[Assigned task]
Scan the records for the string "webpackConfig"; copy each line where it occurs.

[Materials provided]
PR #2957, opened 2021-03-17
Make versions explicit in 6.0 upgrade doc

### LINKED ISSUE #2955: Javascript not executing?
I really think this must be something really dumb and am hoping it's an easy fix.

I was having issues with mini-css-extract-plugin and undefined 'tap' method, but everything else was working fine. After some research, I saw the 6_0_upgrade.md doc so figured I'd try that. It did fix my CSS issue but now my Javascript won't execute in the browser, even though it compiles just fine.

I have stripped my application.js down so it is JUST a console.log statement.

```
/* eslint no-console:0 */
// Uncomment to copy all static images under ../images to the output folder and reference
// them with the image_pack_tag helper in views (e.g <%= image_pack_tag 'rails.png' %>)
// or the `imagePath` JavaScript helper below.
//
// const images = require.context('../images', true)
// const imagePath = (name) => images(name, true)

console.log('Hello World, from Webpacker!')
```

I've included this via `<%= javascript_pack_tag "application" %>`.

When I browse to a page, I can see in dev tools sources tab that it has loaded.

However, it just isn't console.logging anything. What could I be missing? This worked before going from webpacker 5.x to 6.0.

rossta:
## Problem

The 6.0 upgrade instructions as written do not guarantee that developers will end up with identical versions for the webpacker gem and `@rails/webpacker` NPM package. Certain version combinations are incompatible causing developers to run into issues with the upgrade. 

Examples 

- #2955 
- https://discuss.rubyonrails.org/t/upgrading-to-webpacker-6-0-0/77392/4

There is unexpected behavior when following the upgrade instructions:

1. Given the instruction `gem 'webpacker', '~> 6.0.0.pre.2'`, bundler does not install the latest prerelease with the pessimistic version constraint. I would expect bundler to install the latest prerelease version, which, as of this note, is `6.0.0.beta.6`, but instead, `6.0.0.pre.2` is installed.
2. Given the instruction `yarn add @rails/webpacker@next`, yarn does not necessarily install the same version as my webpacker gem nor the latest prerelease. As of this note, it installs `6.0.0.beta.5` when I want `6.0.0.beta.6`.

## Solution

To avoid ambiguity and possibly incompatible installations, I've updated the upgrade instructions to be explicit about version numbers. I've added a note to encourage developers to check the releases page for the latest release, should the version number in the doc get out-of-date. I've also added a note to encourage developers to ensure that the gem and NPM version numbers match to avoid compatibility problems.

Fixes #2955

### DIFF
--- a/docs/v6_upgrade.md
+++ b/docs/v6_upgrade.md
@@ -35,24 +35,27 @@ Now you have a straight access to the Webpack configuration and you can change i
 3. Rename `config/webpack` to `config/webpack_old`
 4. Rename `config/webpacker.yml` to `config/webpacker_old.yml`
 5. Uninstall the current version of `webpack-dev-server`: `yarn remove webpack-dev-server`
-6. Upgrade Webpacker
+6. Upgrade webpacker to the latest beta
 
-  ```ruby
-  # Gemfile
-  gem 'webpacker', '~> 6.0.0.pre.2'
-  ```
+- [Check the releases page to verify the latest version](https://github.com/rails/webpacker/releases)
+- Make sure to install identical version numbers of webpacker gem and `@rails/webpacker` npm package
 
-  ```bash
-  bundle install
-  ```
+```ruby
+# Gemfile
+gem 'webpacker', '6.0.0.beta.7'
+```
 
-  ```bash
-  yarn add @rails/webpacker@next
-  ```
+```bash
+bundle install
+```
 
-  ```bash
-  bundle exec rails webpacker:install
-  ```
+```bash
+yarn add @rails/webpacker@6.0.0-beta.7
+```
+
+```bash
+bundle exec rails webpacker:install
+```
 
 - Change `javascript_packs_with_chunks_tag` and `stylesheet_packs_with_chunks_tag` to `javascript_pack_tag` and
   `stylesheet_pack_tag`.
@@ -75,12 +78,13 @@ Now you have a straight access to the Webpack configuration and you can change i
 9. Copy over custom browserlist config from `.browserslistrc` if it exists into the `"browserslist"` key in `package.json` and remove `.browserslistrc`.
 
 10. `extensions` was removed from the webpacker.yml file. Move custom extensions to
-  your configuration by merging an object like this. For more details, see docs for
-  [Webpack Configuration](https://github.com/rails/webpacker/blob/master/README.md#webpack-configuration)
+    your configuration by merging an object like this. For more details, see docs for
+    [Webpack Configuration](https://github.com/rails/webpacker/blob/master/README.md#webpack-configuration)
+
 ```js
 {
   resolve: {
-      extensions: ['.ts', '.tsx']
+    extensions: ['.ts', '.tsx']
   }
 }
 ```


6_0_upgrade.md
```diff
@@ -11,19 +11,22 @@ straightforward.
...
+  gem 'webpacker', '6.0.0.beta.6'
   ```
 
   ```bash
   bundle install
   ```
 
   ```bash
-  yarn add @rails/webpacker@next
+  yarn add @rails/webpacker@6.0.0.beta.6
```
nickbayley, line 29:
```suggestion
  yarn add @rails/webpacker@6.0.0-beta.6
```

The yarn package has a `-` instead of a `.` between `6.0.0` and `beta.6`.

rossta: Good catch!

pedrofurtado:
@rossta  @gauravtiwari I think we are ready to merge ✅

anitagraham:
Note that having installed gem `6.0.0.beta.6`, running 

`bundle exec rails webpacker:install`  adds `"@rails/webpacker": "^6.0.0-beta.5",` to `package.json`.

```
 >bundle info webpacker
  * webpacker (6.0.0.beta.6)

 >bundle exec rails webpacker:install
    conflict  config/webpacker.yml
Overwrite /private/var/www/rummy/config/webpacker.yml? (enter "h" for help) [Ynaqdhm] **a**
       force  config/webpacker.yml
Copying webpack core config
       exist  config/webpack
.....
       apply  /Users/anita/.rbenv/versions/2.6.6/lib/ruby/gems/2.6.0/gems/webpacker-6.0.0.beta.6/lib/install/binstubs.rb
  Copying binstubs
.....  
Installing all JavaScript dependencies [from prerelease rails/webpacker]
         run  yarn add @rails/webpacker@next from "."
yarn add v1.22.10
[2/4] 🚚  Fetching packages...
[3/4] 🔗  Linking dependencies...
[4/4] 🔨  Building fresh packages...
success Saved 1 new dependency.
info Direct dependencies
└─ @rails/webpacker@6.0.0-beta.5
info All dependencies
└─ @rails/webpacker@6.0.0-beta.5
✨  Done in 2.47s.
Installing webpack and webpack-cli as direct dependencies
         run  yarn add webpack@^5.11.0 webpack-cli@^4.2.0 from "."
yarn add v1.22.10
.....
✨  Done in 2.74s.
      insert  package.json
Webpacker successfully installed 🎉 🍰

```

rossta:
Updated to incorporate changes in new upgrade doc

justin808:
I've thought a lot about this problem with React on Rails. I require a precise version match between the gem and the package.  While this is a bit of a pain, it's worse to debug inconsistent versions.

Thoughts? I could submit a PR. 

The major bump to v6 could be a good time to add this. Otherwise, we're sort of breaking sem versioning.

docs/v6_upgrade.md
```diff
@@ -66,21 +69,22 @@ Now you have a straight access to the Webpack configuration and you can change i
 
   ```js
   // config/webpack/base.js
-  const { webpackConfig, merge } = require('@rails/webpacker')
-  const customConfig = require('./custom')
+  const { webpackConfig, merge } = require('@rails/webpacker');
```
mcmire, line 72: It seems like the generated versions of these files have never used semicolons. Should these be removed so as not to confuse people?

docs/v6_upgrade.md
```diff
@@ -66,21 +69,22 @@ Now you have a straight access to the Webpack configuration and you can change i
...
-  your configuration by by merging an object like this. For more details, see docs for
-  [Webpack Configuration](https://github.com/rails/webpacker/blob/master/README.md#webpack-configuration)
+    your configuration by by merging an object like this. For more details, see docs for
+    [Webpack Configuration](https://github.com/rails/webpacker/blob/master/README.md#webpack-configuration)
+
 ```js
 {
   resolve: {
-      extensions: ['.ts', '.tsx']
+    extensions: ['.ts', '.tsx'];
```
mcmire, line 87: Does this semicolon belong here?

mcmire:
Friendly ping on this PR. I feel like there are a few issues that have been raised already that have gone something like "I tried using this gem and ran into this issue! P.S. I'm using pre.2" This would help in triaging issues by cutting down on some of the noise I think.

docs/v6_upgrade.md
rossta: 👍

docs/v6_upgrade.md
rossta: 👍

mcmire:
Another case where someone tried to use an old version: https://github.com/rails/webpacker/issues/3032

[Response to the exercise]
-  const { webpackConfig, merge } = require('@rails/webpacker')
+  const { webpackConfig, merge } = require('@rails/webpacker');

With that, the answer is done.